- Opening Delimiter -

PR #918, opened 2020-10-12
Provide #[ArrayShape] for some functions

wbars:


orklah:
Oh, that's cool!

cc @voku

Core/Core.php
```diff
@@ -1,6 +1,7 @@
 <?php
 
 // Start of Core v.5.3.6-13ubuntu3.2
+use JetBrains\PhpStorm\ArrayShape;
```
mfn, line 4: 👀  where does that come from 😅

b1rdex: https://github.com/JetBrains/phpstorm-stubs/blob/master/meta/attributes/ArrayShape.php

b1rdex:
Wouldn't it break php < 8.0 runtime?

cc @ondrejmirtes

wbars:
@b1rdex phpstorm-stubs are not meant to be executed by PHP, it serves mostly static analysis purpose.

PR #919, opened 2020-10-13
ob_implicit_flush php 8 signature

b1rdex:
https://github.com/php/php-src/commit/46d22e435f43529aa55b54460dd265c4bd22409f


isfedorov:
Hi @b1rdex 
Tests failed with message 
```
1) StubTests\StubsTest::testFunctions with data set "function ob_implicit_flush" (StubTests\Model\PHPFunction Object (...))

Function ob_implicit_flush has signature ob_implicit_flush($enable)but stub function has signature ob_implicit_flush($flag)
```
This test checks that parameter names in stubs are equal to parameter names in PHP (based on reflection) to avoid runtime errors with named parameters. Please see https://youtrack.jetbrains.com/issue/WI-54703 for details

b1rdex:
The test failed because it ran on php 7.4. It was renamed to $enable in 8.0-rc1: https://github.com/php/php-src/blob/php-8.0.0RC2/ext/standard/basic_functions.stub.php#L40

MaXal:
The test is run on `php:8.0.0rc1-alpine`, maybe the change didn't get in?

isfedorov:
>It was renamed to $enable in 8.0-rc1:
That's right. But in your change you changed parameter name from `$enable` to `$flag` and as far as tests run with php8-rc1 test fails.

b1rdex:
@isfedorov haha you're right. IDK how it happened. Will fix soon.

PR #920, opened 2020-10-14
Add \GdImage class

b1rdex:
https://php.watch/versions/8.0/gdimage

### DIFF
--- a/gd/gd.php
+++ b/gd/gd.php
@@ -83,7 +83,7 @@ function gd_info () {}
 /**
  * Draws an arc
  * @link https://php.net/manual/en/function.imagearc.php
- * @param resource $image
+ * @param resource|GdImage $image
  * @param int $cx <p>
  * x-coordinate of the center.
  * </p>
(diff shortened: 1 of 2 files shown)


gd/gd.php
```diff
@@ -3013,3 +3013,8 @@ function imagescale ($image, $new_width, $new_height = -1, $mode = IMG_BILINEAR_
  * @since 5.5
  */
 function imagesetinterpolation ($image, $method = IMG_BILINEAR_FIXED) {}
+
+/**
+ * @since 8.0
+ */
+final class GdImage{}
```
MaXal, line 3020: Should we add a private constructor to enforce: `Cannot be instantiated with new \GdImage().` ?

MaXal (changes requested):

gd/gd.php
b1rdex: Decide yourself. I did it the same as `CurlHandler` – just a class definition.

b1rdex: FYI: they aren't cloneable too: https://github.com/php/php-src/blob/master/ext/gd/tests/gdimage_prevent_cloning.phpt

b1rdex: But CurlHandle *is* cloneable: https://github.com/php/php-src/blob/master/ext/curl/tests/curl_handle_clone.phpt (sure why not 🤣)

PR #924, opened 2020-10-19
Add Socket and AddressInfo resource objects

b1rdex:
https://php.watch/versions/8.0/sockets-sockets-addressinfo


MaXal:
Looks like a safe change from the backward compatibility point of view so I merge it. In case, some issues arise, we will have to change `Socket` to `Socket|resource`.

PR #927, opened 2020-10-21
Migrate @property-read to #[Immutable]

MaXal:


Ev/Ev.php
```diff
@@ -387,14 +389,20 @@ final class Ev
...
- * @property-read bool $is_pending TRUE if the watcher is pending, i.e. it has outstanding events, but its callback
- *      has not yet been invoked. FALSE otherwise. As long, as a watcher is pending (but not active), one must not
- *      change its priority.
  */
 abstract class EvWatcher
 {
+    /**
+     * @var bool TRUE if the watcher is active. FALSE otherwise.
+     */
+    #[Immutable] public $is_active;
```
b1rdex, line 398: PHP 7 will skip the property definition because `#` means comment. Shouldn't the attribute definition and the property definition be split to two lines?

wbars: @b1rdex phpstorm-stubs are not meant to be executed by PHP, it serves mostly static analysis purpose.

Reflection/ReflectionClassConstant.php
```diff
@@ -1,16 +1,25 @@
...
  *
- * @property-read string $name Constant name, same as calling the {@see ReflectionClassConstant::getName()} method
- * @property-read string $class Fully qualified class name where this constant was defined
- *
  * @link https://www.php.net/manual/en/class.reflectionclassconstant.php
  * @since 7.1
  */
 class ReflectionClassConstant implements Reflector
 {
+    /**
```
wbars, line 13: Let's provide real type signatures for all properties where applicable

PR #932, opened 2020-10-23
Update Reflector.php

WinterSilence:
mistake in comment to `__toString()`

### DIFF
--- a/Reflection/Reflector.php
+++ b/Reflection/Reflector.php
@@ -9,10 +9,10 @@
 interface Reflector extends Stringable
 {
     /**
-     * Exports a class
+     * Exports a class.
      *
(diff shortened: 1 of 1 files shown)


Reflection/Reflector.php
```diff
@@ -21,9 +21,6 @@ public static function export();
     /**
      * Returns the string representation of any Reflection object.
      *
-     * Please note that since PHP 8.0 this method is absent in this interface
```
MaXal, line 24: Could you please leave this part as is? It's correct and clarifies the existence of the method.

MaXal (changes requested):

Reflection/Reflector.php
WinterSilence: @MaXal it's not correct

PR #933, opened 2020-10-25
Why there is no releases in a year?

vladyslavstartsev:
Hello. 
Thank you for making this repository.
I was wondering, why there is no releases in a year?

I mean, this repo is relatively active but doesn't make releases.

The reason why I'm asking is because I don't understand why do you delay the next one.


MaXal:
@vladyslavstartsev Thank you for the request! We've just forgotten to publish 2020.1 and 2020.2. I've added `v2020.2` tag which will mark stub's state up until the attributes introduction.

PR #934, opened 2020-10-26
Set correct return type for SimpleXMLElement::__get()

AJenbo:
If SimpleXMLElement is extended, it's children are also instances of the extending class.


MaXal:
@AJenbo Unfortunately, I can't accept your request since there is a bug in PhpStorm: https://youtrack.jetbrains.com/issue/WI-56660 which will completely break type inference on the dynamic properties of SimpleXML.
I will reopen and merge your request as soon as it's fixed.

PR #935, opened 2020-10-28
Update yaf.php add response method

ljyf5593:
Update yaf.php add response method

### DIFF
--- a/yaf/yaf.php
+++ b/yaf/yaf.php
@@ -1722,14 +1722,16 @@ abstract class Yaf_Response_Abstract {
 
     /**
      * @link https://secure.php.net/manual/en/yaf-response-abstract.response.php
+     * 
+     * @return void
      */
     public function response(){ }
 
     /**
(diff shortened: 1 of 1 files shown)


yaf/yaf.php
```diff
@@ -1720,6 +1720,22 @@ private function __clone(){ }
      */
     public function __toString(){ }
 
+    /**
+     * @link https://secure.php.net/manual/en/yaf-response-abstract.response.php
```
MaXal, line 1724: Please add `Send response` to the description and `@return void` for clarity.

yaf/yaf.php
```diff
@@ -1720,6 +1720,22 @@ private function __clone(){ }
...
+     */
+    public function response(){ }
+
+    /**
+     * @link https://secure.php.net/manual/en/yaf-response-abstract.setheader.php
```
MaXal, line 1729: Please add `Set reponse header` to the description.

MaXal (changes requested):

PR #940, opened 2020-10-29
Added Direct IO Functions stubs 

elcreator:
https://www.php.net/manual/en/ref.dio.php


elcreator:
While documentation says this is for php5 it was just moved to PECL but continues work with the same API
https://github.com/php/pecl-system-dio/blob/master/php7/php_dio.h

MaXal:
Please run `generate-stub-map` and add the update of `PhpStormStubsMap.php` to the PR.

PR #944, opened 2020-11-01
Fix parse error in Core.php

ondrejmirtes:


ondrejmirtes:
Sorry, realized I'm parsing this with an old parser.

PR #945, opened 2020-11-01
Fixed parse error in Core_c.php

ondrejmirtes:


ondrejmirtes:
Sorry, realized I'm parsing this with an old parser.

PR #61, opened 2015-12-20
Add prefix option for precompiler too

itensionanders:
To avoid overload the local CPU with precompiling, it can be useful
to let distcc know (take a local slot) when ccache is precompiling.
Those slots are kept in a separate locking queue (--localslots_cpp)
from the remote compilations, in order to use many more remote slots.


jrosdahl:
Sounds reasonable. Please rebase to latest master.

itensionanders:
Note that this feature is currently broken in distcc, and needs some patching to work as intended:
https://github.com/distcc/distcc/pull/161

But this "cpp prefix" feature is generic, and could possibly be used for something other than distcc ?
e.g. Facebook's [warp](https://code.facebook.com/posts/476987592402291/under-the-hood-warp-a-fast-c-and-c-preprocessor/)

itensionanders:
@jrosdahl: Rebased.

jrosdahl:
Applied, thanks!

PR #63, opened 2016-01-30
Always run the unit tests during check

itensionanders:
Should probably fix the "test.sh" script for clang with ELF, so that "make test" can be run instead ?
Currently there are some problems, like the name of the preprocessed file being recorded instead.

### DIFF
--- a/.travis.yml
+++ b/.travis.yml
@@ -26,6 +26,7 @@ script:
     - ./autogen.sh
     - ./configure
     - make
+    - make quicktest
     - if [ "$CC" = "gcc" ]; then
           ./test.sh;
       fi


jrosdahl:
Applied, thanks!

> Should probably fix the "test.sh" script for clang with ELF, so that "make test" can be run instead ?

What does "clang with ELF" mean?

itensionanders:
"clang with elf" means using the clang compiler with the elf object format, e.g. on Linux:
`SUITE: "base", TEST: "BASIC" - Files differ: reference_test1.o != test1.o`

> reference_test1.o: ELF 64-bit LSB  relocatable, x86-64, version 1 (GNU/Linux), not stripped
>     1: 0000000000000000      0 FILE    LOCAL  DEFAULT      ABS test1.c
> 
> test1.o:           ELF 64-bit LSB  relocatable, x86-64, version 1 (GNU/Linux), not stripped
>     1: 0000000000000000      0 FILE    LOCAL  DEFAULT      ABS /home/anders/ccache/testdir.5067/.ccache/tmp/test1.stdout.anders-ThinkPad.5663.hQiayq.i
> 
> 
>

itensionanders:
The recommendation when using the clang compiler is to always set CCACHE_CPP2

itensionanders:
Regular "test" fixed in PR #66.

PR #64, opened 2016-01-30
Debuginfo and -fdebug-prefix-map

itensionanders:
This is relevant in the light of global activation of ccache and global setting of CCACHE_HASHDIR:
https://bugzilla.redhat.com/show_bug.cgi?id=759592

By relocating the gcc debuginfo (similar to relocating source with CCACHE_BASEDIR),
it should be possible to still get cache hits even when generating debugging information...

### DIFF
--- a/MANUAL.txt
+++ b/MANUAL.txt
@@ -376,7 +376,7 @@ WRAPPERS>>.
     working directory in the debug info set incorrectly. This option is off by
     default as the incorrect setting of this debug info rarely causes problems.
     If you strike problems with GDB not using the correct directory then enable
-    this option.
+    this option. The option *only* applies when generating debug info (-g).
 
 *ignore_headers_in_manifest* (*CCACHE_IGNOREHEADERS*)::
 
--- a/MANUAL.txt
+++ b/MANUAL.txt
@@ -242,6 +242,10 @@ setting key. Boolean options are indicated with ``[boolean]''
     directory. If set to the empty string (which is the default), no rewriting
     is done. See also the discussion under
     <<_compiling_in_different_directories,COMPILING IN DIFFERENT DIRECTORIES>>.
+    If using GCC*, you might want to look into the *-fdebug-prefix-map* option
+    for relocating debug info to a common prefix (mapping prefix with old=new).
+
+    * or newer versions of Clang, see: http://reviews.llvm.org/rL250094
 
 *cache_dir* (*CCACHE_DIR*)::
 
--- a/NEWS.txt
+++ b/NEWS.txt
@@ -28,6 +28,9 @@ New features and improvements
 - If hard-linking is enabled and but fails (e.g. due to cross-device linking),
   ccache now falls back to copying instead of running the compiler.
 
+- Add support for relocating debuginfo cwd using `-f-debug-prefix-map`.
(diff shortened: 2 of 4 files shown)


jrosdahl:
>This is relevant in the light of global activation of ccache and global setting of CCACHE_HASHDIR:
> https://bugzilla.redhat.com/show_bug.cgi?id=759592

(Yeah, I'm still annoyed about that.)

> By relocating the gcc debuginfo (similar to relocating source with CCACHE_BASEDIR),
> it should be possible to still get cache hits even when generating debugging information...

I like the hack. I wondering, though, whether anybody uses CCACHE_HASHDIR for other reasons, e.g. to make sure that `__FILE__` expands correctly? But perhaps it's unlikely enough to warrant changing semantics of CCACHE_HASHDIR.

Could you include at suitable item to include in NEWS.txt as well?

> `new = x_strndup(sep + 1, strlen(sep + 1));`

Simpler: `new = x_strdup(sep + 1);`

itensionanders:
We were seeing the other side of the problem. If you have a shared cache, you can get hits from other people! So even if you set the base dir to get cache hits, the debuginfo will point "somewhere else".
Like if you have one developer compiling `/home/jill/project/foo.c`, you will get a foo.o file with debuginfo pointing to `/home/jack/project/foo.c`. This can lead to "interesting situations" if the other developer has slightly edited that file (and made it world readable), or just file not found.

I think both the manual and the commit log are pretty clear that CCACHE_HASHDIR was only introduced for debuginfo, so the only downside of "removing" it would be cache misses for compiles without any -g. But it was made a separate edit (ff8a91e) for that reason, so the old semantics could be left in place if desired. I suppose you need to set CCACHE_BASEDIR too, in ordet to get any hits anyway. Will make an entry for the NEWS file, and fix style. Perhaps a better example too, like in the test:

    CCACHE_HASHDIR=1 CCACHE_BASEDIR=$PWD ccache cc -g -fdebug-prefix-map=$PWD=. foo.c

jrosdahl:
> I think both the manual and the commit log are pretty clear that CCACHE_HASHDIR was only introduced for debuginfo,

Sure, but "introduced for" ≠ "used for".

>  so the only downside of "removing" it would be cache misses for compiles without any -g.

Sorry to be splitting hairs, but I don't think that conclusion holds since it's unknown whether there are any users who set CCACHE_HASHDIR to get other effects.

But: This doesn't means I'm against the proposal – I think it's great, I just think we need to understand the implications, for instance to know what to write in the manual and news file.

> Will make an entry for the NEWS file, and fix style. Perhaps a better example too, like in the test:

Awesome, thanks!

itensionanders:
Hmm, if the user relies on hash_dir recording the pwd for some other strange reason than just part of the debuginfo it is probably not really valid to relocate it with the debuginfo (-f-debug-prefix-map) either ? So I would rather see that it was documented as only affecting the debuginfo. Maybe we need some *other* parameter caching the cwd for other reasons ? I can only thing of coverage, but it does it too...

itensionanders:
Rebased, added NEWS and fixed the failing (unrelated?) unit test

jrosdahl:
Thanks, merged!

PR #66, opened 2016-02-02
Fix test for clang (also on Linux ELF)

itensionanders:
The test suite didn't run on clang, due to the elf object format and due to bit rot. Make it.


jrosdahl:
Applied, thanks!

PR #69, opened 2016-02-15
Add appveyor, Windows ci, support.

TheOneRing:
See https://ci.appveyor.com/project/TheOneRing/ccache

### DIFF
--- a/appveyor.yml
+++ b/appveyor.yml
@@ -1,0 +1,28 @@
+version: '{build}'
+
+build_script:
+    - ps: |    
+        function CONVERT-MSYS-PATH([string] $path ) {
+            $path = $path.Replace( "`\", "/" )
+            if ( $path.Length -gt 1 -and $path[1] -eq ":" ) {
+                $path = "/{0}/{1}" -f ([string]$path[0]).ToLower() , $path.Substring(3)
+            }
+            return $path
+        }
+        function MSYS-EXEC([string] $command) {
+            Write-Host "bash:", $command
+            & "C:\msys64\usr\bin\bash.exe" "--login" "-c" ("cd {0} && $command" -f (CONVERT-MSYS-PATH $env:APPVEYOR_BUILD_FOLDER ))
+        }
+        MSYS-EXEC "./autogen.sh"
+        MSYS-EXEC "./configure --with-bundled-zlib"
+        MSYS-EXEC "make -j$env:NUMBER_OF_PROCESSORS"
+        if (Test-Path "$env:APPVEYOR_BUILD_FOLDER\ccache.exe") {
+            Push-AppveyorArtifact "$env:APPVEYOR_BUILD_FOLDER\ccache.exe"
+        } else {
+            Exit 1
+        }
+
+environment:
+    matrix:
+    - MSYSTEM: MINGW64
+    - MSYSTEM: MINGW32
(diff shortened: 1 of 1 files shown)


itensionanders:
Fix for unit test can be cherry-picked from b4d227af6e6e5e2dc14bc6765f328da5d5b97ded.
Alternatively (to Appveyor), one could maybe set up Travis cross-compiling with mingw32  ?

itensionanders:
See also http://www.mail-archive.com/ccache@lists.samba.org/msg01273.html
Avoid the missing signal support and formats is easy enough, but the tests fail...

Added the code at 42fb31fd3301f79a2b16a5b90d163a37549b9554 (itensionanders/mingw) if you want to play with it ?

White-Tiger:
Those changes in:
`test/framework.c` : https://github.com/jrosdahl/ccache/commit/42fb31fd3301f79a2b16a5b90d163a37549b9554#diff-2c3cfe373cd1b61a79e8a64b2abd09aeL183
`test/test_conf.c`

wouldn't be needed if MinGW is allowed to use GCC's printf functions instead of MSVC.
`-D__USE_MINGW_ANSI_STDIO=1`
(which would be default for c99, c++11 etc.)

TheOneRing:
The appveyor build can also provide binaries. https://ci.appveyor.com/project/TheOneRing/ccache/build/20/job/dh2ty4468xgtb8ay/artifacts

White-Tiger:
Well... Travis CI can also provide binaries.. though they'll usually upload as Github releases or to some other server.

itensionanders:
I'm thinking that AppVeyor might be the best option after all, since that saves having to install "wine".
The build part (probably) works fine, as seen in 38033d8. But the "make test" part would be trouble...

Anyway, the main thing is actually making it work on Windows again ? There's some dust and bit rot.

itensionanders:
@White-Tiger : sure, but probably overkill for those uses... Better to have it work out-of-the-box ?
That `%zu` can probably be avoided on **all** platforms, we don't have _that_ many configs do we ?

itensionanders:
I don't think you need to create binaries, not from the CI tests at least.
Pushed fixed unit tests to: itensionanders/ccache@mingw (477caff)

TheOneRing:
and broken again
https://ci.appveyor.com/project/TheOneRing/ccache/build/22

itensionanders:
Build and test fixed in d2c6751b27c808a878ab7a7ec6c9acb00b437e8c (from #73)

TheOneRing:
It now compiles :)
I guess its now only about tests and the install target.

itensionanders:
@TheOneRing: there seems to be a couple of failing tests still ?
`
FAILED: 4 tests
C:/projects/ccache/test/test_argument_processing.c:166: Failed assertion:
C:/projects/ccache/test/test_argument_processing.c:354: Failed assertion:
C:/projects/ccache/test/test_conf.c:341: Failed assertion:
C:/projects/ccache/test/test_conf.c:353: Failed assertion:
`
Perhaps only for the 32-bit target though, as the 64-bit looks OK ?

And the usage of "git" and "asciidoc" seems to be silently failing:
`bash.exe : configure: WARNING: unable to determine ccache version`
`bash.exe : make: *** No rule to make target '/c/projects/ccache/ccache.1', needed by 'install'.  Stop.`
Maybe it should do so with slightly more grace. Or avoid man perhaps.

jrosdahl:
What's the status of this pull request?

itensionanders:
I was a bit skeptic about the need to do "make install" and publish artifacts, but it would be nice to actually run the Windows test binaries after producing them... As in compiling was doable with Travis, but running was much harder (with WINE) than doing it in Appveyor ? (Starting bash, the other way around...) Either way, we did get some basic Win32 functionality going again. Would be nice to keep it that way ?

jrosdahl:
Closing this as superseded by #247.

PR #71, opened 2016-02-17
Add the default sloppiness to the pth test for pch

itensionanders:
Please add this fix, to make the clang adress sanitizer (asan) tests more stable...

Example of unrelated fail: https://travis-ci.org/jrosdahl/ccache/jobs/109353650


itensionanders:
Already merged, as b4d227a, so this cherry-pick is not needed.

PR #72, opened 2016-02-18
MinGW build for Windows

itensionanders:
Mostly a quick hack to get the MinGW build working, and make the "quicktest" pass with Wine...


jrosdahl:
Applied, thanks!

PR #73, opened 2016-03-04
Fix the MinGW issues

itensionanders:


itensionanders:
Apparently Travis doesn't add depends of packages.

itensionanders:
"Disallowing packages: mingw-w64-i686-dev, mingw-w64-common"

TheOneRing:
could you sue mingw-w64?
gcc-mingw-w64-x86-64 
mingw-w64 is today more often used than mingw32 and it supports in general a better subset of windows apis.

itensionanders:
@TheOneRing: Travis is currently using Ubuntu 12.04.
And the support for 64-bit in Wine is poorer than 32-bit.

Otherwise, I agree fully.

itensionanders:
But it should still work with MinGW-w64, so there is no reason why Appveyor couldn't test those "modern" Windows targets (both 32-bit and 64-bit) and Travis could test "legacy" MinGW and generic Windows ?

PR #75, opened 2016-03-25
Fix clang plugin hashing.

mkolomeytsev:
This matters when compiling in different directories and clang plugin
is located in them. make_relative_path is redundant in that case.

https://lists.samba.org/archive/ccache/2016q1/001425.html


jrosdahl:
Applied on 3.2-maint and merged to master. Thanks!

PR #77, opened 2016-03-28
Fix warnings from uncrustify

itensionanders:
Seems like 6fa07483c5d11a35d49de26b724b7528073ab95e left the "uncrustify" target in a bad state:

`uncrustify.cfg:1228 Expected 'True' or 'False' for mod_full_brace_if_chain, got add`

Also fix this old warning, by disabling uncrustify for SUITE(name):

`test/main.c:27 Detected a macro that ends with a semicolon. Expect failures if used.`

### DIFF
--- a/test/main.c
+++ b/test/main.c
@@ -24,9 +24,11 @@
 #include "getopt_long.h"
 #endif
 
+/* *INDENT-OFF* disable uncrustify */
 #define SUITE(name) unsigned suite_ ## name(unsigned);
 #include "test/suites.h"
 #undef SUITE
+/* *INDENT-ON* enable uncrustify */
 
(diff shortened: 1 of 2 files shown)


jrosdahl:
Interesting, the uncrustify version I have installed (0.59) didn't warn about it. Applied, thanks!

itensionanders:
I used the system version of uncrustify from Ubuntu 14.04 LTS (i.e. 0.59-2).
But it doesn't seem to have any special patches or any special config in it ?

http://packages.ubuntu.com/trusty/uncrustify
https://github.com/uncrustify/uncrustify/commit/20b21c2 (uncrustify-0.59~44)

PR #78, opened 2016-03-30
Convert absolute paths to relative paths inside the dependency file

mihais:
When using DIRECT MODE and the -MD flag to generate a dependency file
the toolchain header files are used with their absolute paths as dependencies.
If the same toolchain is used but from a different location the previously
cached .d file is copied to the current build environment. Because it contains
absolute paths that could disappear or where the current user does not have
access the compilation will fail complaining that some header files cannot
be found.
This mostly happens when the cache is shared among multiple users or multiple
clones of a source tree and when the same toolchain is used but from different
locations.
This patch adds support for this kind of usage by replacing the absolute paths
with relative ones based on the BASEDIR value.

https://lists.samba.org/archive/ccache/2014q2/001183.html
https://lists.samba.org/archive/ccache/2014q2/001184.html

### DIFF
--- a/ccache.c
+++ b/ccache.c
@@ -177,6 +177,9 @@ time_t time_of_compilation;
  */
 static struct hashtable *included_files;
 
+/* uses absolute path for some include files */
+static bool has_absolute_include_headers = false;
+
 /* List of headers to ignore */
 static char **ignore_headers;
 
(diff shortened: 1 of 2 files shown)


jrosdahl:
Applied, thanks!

- Closing Delimiter -

Counting only lines that contain the string "using", how many are there in the data above? Give the number alone.

### Result of this task
7